TASK REQUIREMENTS
The word "codes" marks the lines you need; copy each of them from the data.

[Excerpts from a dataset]
..............................
PR #1176, opened 2022-10-16
Use unreserved error codes

davidanthoff:
`-32099` is actually in the reserved range of error codes, and for example is already used by the ls client library that we use in the extension on the Typescript side of things for a different error condition, so one can no longer differentiate between these error conditions on the client side.

This now uses an error code that should be outside any reserved range. Technically we'll need to tag a major version, unless we are very positive that no client other than VS Code is using this functionality?

Also needs a corresponding PR on the extension side.

### DIFF
--- a/src/utilities.jl
+++ b/src/utilities.jl
@@ -3,7 +3,7 @@
 
 function nodocument_error(uri, data=nothing)
     return JSONRPC.JSONRPCError(
-        1000,
+        -33100,
         "document $(uri) requested but not present in the JLS",
         data
     )
@@ -11,7 +11,7 @@ end
 
 function mismatched_version_error(uri, doc, params, msg, data=nothing)
     return JSONRPC.JSONRPCError(
-        1001,
+        -33101,
         "version mismatch in $(msg) request for $(uri): JLS $(get_version(doc)), client: $(params.version)",
         data
     )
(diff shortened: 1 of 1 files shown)


src/utilities.jl
```diff
@@ -1,12 +1,17 @@
...
+        1000,
+        "document $(uri) requested but not present in the JLS",
+        data
+    )
+end
 
 function mismatched_version_error(uri, doc, params, msg, data=nothing)
     return JSONRPC.JSONRPCError(
-        -32099,
+        1001,
```
pfitzseb, line 14: Thoughts on keeping in line with error codes in the -32k (ish) range? E.g. `-32101` etc?

davidanthoff: I’m reading the spec as saying those are all reserved for future use and therefore shouldn’t be used by us?

pfitzseb: Ah, right, skipped over that paragraph. -33xxx then?

davidanthoff: I have zero preferences, so also happy to use that range. I picked the ones in this PR because they seemed far away from anything anyone else might use. Are there conversations for negative numbers around, in general?

davidanthoff: Alright, now with new error codes :)

pfitzseb (approved):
..............................
ANSWER SPACE
Use unreserved error codes
`-32099` is actually in the reserved range of error codes, and for example is already used by the ls client library that we use in the extension on the Typescript side of things for a different error condition, so one can no longer differentiate between these error conditions on the client side.
pfitzseb, line 14: Thoughts on keeping in line with error codes in the -32k (ish) range? E.g. `-32101` etc?
davidanthoff: Alright, now with new error codes :)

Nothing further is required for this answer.